Global Revenues for Intelligent Speed Assistance and Autonomous Vehicle Maps Will Surpass US$500 Million by 2027

Over 47 million vehicles in circulation by 2027 will rely on digital maps to underpin active safety or autonomous driving applications, according to ABI Research, a global technology intelligence firm. Applications such as lane centering, localization, and location-enriched sensor fusion will see automotive digital maps expand out of the infotainment domain, creating a new, sustained market opportunity for digital map suppliers in the automotive industry.

“The uptake of digital maps outside of navigation and route guidance has been limited to date, so the European ISA mandate is an important catalyst for the location intelligence industry,” says James Hodgson, Smart Mobility & Automotive Principal Analyst at ABI Research “Future maps for autonomous vehicles will be quite different from legacy maps, in terms of their attribution, accuracy, and time to reflect reality requirements. Building and maintaining these maps will require a radically different curation approach, defined by crowdsourcing and automation of the pipeline.”

While road sign recognition systems that can read the content of speed signs have been widely adopted for many years, these camera-only systems exhibit certain weaknesses, especially in poor lighting or weather scenarios. Further, approximately 60% of European speed restrictions are implied, with no visible signage for even the most robust perception systems. According to Hodgson, “The need for maps in a resilient Intelligent Speed Assistance (ISA) system has blindsided some OEMs, particularly the requirement to maintain the maps that underpin the system to ensure accurate identification of the local speed restriction throughout the long lifetime of the vehicle.”

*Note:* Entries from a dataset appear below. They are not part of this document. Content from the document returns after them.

PR #1476, opened 2024-08-09
Fix most of the build warnings

stIncMale:
The following commit introduced many warnings https://github.com/mongodb/mongo-java-driver/commit/01aff5a0789f71b9d0b56190d4996e8ac5436827. Many of them were then fixed in https://github.com/mongodb/mongo-java-driver/commit/cd297a13d1868e6a22b88529016a17fda618363d. This PR fixes most of the ones that are still present.

### DIFF
--- a/driver-core/src/test/unit/com/mongodb/internal/operation/OperationUnitSpecification.groovy
+++ b/driver-core/src/test/unit/com/mongodb/internal/operation/OperationUnitSpecification.groovy
@@ -68,7 +68,7 @@ class OperationUnitSpecification extends Specification {
             [9, 0]: 25,
     ]
 
-    static int getMaxWireVersionForServerVersion(List<Integer> serverVersion) {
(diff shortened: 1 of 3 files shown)


driver-core/src/test/unit/com/mongodb/internal/operation/OperationUnitSpecification.groovy
```diff
@@ -68,7 +68,7 @@ class OperationUnitSpecification extends Specification {
             [9, 0]: 25,
     ]
 
-    static int getMaxWireVersionForServerVersion(List<Integer> serverVersion) {
+    static Integer getMaxWireVersionForServerVersion(List<Integer> serverVersion) {
```
stIncMale, line 71: I don't understand the warning we had for this method, but the change removed that warning. I don't want to spend more time on investigating the weirdness of Groovy.

vbabanin (approved):
LGTM! Thanks for addressing those issues!

PR #1477, opened 2024-08-09
Do minor improvements to how we use field validators

stIncMale:
A few improvements I noticed while working on the new `bulkWrite` command support. Doing them separately here to avoid drive-by changes in the implementation of `bulkWrite`.


jyemin (approved):
LGTM

PR #1480, opened 2024-08-14
change modifiedCount to type long

danibs:
`modifiedCount` should be `long` instead of `Long`. If not:

```java
public long getModifiedCount() {
    return modifiedCount;
}
```

could throws exception.

**NOTE: The `public int hashCode()` method must to be updated accordingly**


rozza:
Hi @danibs thanks for the PR.

Apologies for the delay in responding. I have opened [JAVA-5621](https://jira.mongodb.org/browse/JAVA-5621) to track this and will triage it shortly.

All the best,

Ross

jyemin:
See linked ticket for rationale.

PR #1481, opened 2024-08-15
Refactor `MixedBulkWriteOperation` a bit and change `CommandMessage.isResponseExpected` such that it accounts for ordered/unordered bulk writes

stIncMale:


driver-core/src/main/com/mongodb/internal/operation/BulkWriteBatch.java
```diff
@@ -101,12 +101,7 @@ static BulkWriteBatch createBulkWriteBatch(final MongoNamespace namespace,
                                                       final List<? extends WriteRequest> writeRequests,
                                                       final OperationContext operationContext,
                                                       @Nullable final BsonValue comment, @Nullable final BsonDocument variables) {
-        SessionContext sessionContext = operationContext.getSessionContext();
-        if (sessionContext.hasSession() && !sessionContext.isImplicitSession() && !sessionContext.hasActiveTransaction()
-                && !writeConcern.isAcknowledged()) {
-            throw new MongoClientException("Unacknowledged writes are not supported when using an explicit session");
-        }
```
stIncMale, line 108: This validation was moved to `MixedBulkWriteOperation.validateAndGetEffectiveWriteConcern`.

driver-core/src/main/com/mongodb/internal/operation/BulkWriteBatch.java
```diff
@@ -169,9 +164,8 @@ private BulkWriteBatch(final MongoNamespace namespace, final ConnectionDescripti
         if (!payloadItems.isEmpty()) {
             command.put(getCommandName(batchType), new BsonString(namespace.getCollectionName()));
             command.put("ordered", new BsonBoolean(ordered));
-            if (!writeConcern.isServerDefault() && !sessionContext.hasActiveTransaction()) {
-                command.put("writeConcern", writeConcern.asDocument());
-            }
```
stIncMale, line 174: This logic needs to be reused in the implementation of the new `bulkWrite` command, so I extracted it into `MixedBulkWriteOperation.commandWriteConcern`.

driver-core/src/main/com/mongodb/internal/operation/MixedBulkWriteOperation.java
```diff
@@ -405,31 +414,47 @@ private boolean handleMongoWriteConcernWithResponseExceptionAsync(final RetrySta
...
-                : getAppliedWriteConcern(sessionContext).isAcknowledged();
+    static Optional<WriteConcern> commandWriteConcern(final WriteConcern effectiveWriteConcern, final SessionContext sessionContext) {
+        return effectiveWriteConcern.isServerDefault() || sessionContext.hasActiveTransaction()
+                ? Optional.empty()
+                : Optional.of(effectiveWriteConcern);
+    }
+
+    private boolean shouldExpectResponse(final BulkWriteBatch batch, final WriteConcern effectiveWriteConcern) {
+        return effectiveWriteConcern.isAcknowledged() || (ordered && batch.hasAnotherBatch());
     }
```
stIncMale, line 458: `shouldExpectResponse` replaces the `shouldAcknowledge` method. The new method has simpler body and named in a way that avoids erroneous allusions to an unacknowledged (`w: 0`) write concern.

driver-core/src/main/com/mongodb/internal/connection/CommandMessage.java
```diff
@@ -253,7 +253,7 @@ private boolean requireOpMsgResponse() {
         if (responseExpected) {
```
jyemin, line 253: We can simplify this class bit further by adding the following assertion in the constructor:

```
assertFalse(getOpCode() == OpCode.OP_QUERY && !responseExpected);
```

this assertion should never fire because OP_QUERY effectively is only used for the initial `hello` command on a new connection, which should always be expecting a response.

Then we can remove the `!useOpMsg()` condition in `isResponseExpected`, and inline this method.

driver-core/src/main/com/mongodb/internal/operation/BulkWriteBatch.java
jyemin: Will it eventually move to some common "helper" class?

stIncMale: I had no such plans, as I don't see any value in creating a somewhat useless class just to hold this method, such that both `MixedBulkWriteOperation` and `ClientBulkWriteOperation` could call `commandWriteConcern` on that class. Calling `commandWriteConcern` on `MixedBulkWriteOperation` seems to be not worse in any way, especially given that when it is statically imported, one can't even notice immediately see where the method comes from.

driver-sync/src/test/functional/com/mongodb/client/MongoClientSessionSpecification.groovy
```diff
@@ -350,9 +351,11 @@ class MongoClientSessionSpecification extends FunctionalSpecification {
 
     void waitForInsertAcknowledgement(MongoCollection<Document> collection, ObjectId id) {
         Document document = collection.find(Filters.eq(id)).first()
+        Timeout timeout = Timeout.expiresIn(5, TimeUnit.SECONDS, Timeout.ZeroSemantics.ZERO_DURATION_MEANS_INFINITE)
```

The key role of digital maps across the full spectrum of autonomous vehicle applications has become clear. In early 2022, both Ford and Volkswagen announced that they would leverage Mobileye’s Roadbook map product to augment SAE “Level 2+” centering applications, while Mercedes-Benz has selected HERE’s HD Live Map to underpin their pioneering SAE L3 Drive Pilot. Waymo builds HD digital maps of a Zone before deploying their L4 / Robotaxi Waymo Driver platform.

Meeting the time to reflect reality requirements of autonomous vehicle maps will mandate the use of crowdsourcing, leveraging the experience of sensor-equipped vehicles in the field to build and maintain the map. To enable this user-generated mapping cycle, many developers of autonomous vehicle software and services have also built mapping platforms. The Mobileye REM platform is capable of ingesting sensor data from models equipped with certain EyeQ ADAS chipsets, while NVIDIA’s MapStream allows for vehicles featuring their autonomous vehicle platform to update their map, which has recently been bolstered by the acquisition of DeepMap.

“ISA maps will give automakers and map suppliers their first taste of building and maintaining this new breed of automotive maps,” Hodgson concludes. “It is key that OEMs do not regard ISA maps as a one-off nuisance, but as the beginning of a new era of location-enriched mobility.”

These findings are from ABI Research’s Automotive Maps for Intelligent Speed Assistance, ADAS, and Autonomous Driving application analysis report.